India’s Strategic Partnership with Russia Amid Western Sanctions:

  • India views Russia as a long-standing, trusted partner. Despite Western efforts to isolate Russia due to the Ukraine war, India’s drive for deeper economic ties reflects its strategic interests.
  • India’s imports of Russian oil, vital for its energy security, have surged from 2.5 million tonnes in 2021 to 90 million tonnes in 2023.
  • Investments in the energy sector remain a priority, and fertilizer imports from Russia are crucial for India’s agriculture.
  • These oil imports have boosted bilateral trade to $65.70 billion, though Indian exports were only $4.26 billion compared to $61.44 billion in imports.
  • While benefiting from discounted Russian oil, India needs to address this trade imbalance by diversifying its export portfolio, which currently includes pharmaceuticals, organic chemicals, iron and steel, and electrical machinery.
  • Both countries have agreed to explore eliminating non-tariff trade barriers and establishing a Eurasian Economic Union (EAEU)-India Free Trade Area, indicating a strong commitment to enhancing trade.
  • The initiation of full negotiations for a free trade agreement between India and the EAEU should further boost trade relations.
  • Connectivity is also a priority for both nations, aiming to facilitate access for Indian goods to Eurasian markets.
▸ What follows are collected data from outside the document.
PR #687, opened 2024-03-27
Update ancestry population names in gks method to always use v4

theferrit32:
Annotating v4 genomes now fails since the v4 genomes table uses ancestry population names from v4. This fixes that.

### DIFF
--- a/gnomad/resources/grch38/gnomad.py
+++ b/gnomad/resources/grch38/gnomad.py
@@ -572,11 +572,7 @@ def gnomad_gks(
         ht = ht.annotate(fraction_cov_over_20=coverage_ht[ht.locus].over_20)
 
     # Retrieve ancestry groups from the imported POPS dictionary.
-    pops_list = (
-        list(POPS["v4" if data_type == "exomes" else "v3"])
-        if by_ancestry_group
-        else None
-    )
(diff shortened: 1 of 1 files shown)


klaricch:
can you clarify the issue? does it involve the change from oth -> remaining?
just switching to always use POPS v4 isn't suitable as currently written because it would drop 'ami' from genomes

klaricch (changes requested):
https://github.com/broadinstitute/gnomad_methods/pull/687#issuecomment-2025483805

theferrit32:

However, the proposed International North-South Transport Corridor (INSTC) is still far from realization.
  • Renewed interest in the Chennai-Vladivostok Maritime Corridor, first proposed in 2019, also remains to be actualized.
  • The summit emphasized robust cooperation in the defense sector, a critical component of India’s security framework.
  • Despite efforts to diversify arms suppliers, Russia remains India’s largest provider. India likely addressed concerns over delays in Russian military hardware and spare parts due to the Ukraine war.

Conclusion:

While the Modi-Putin Summit may have angered the West, it’s clear that New Delhi will prioritize its strategic needs.